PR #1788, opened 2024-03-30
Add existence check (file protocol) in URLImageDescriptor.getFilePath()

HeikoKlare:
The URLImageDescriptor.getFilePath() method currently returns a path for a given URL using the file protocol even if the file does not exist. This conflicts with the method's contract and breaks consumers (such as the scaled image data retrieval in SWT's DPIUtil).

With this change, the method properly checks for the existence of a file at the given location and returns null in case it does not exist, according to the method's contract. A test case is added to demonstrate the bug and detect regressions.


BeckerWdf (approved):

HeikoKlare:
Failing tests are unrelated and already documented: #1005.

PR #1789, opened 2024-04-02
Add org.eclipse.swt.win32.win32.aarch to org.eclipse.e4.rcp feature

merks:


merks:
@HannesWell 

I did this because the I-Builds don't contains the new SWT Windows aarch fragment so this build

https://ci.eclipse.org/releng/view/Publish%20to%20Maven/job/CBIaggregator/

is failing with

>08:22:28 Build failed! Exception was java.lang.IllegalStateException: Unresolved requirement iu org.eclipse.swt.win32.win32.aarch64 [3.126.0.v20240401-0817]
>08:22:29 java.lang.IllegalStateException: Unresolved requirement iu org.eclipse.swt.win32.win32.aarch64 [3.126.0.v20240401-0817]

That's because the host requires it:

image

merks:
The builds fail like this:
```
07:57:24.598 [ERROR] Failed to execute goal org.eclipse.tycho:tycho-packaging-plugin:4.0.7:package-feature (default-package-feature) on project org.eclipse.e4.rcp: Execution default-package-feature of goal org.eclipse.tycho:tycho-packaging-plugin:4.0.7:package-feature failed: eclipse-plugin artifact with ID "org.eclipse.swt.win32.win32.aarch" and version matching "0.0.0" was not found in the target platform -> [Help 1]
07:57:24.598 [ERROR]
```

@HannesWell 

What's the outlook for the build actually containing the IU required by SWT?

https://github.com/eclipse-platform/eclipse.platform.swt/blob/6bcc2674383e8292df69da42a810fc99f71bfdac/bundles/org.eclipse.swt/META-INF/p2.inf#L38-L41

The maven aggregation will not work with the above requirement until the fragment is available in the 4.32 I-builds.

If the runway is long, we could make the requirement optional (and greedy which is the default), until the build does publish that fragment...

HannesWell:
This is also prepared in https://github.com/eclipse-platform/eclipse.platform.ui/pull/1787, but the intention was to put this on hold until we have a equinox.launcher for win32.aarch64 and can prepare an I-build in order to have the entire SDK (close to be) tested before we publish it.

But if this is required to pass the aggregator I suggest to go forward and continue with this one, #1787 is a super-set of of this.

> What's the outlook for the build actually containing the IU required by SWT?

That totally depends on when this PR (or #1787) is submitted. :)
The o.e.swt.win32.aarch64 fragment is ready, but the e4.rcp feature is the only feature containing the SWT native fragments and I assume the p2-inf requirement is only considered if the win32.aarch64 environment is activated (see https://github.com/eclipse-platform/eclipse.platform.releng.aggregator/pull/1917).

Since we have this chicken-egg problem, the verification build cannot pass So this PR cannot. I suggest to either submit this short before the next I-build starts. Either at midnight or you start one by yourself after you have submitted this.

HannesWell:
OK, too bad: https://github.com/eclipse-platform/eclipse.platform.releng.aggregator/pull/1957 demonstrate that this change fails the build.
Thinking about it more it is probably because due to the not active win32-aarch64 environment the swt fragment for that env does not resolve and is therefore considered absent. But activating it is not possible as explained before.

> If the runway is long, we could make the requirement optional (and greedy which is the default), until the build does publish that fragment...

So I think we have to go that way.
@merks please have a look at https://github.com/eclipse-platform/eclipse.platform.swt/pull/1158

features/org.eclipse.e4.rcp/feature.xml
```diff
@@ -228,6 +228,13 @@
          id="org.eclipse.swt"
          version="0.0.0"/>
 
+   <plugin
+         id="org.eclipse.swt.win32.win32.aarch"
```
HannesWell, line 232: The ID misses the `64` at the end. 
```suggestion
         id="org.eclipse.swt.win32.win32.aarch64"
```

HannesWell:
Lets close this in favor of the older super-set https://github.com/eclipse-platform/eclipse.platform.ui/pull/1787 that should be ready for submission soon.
...
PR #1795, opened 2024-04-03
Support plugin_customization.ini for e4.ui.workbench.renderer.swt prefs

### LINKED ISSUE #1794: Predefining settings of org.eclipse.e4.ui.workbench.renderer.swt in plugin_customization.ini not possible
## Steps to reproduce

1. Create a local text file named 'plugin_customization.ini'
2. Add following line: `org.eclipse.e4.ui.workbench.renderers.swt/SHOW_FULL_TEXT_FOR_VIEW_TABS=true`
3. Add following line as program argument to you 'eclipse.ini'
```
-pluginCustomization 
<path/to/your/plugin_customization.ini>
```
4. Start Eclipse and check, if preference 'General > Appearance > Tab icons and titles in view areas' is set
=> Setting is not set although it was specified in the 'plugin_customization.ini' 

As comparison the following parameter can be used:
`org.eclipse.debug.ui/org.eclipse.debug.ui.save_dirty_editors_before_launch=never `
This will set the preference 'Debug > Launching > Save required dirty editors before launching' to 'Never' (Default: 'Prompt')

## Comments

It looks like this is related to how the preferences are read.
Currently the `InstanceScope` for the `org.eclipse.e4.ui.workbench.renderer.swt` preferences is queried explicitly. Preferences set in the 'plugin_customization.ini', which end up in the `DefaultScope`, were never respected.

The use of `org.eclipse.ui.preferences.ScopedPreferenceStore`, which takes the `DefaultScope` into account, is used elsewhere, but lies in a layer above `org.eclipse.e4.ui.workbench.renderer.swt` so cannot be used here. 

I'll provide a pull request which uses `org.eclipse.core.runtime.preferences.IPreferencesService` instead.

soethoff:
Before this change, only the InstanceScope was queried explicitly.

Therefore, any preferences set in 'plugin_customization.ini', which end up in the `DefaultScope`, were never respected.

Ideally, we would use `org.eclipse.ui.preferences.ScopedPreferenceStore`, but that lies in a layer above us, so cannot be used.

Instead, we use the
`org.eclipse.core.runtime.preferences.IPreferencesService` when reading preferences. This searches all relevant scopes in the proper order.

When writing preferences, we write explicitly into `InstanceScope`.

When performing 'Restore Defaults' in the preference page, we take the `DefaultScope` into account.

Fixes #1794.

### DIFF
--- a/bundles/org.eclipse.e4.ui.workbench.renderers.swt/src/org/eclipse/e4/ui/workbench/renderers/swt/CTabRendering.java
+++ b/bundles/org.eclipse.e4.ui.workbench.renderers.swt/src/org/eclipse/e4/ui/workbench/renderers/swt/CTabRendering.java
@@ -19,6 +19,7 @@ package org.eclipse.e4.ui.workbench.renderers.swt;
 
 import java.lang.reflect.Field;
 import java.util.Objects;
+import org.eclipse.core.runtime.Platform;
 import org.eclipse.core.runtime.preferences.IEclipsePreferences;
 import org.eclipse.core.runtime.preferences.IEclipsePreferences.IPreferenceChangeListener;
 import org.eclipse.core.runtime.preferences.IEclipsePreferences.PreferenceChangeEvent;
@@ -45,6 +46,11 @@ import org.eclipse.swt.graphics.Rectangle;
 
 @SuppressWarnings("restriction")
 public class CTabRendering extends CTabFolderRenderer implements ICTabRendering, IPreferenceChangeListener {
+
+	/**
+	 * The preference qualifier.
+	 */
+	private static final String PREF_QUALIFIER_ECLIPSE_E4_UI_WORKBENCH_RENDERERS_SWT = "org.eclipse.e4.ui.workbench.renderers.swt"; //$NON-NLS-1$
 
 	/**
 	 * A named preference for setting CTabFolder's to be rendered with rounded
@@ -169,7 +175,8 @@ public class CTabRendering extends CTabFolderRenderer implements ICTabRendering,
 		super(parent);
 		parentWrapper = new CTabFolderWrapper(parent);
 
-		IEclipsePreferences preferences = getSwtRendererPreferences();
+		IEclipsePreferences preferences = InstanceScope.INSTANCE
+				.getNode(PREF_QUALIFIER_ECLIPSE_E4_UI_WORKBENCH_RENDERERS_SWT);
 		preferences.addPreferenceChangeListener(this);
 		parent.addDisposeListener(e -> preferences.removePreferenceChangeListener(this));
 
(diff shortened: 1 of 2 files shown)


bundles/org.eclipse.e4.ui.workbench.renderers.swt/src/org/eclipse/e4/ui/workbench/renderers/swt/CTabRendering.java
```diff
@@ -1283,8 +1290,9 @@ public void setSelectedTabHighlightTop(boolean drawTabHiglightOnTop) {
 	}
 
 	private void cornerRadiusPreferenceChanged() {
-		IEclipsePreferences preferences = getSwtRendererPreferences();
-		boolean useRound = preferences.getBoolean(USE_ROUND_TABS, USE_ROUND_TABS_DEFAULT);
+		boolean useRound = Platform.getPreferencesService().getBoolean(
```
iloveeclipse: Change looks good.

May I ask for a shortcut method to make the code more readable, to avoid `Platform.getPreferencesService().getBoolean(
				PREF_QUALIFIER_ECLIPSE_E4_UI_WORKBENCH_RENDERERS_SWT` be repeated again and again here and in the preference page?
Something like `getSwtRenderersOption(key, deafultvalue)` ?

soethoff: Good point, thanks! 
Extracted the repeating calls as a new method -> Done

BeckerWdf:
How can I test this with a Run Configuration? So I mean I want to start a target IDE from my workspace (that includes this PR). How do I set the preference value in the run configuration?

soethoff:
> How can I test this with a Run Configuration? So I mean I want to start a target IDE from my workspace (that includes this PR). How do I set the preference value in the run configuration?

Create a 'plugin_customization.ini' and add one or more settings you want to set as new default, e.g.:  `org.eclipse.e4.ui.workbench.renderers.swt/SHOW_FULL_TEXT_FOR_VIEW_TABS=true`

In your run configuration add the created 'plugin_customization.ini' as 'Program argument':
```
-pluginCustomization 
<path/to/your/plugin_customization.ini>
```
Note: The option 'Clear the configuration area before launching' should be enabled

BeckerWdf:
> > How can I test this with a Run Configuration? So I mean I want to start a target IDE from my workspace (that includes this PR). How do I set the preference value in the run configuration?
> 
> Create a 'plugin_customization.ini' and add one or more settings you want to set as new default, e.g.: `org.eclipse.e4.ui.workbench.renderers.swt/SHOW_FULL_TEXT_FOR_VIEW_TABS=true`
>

Exercise brief
Copy every line of the listing where the word "DefaultScope" appears.

Answer area
Currently the `InstanceScope` for the `org.eclipse.e4.ui.workbench.renderer.swt` preferences is queried explicitly. Preferences set in the 'plugin_customization.ini', which end up in the `DefaultScope`, were never respected.
The use of `org.eclipse.ui.preferences.ScopedPreferenceStore`, which takes the `DefaultScope` into account, is used elsewhere, but lies in a layer above `org.eclipse.e4.ui.workbench.renderer.swt` so cannot be used here. 
Therefore, any preferences set in 'plugin_customization.ini', which end up in the `DefaultScope`, were never respected.
When performing 'Restore Defaults' in the preference page, we take the `DefaultScope` into account.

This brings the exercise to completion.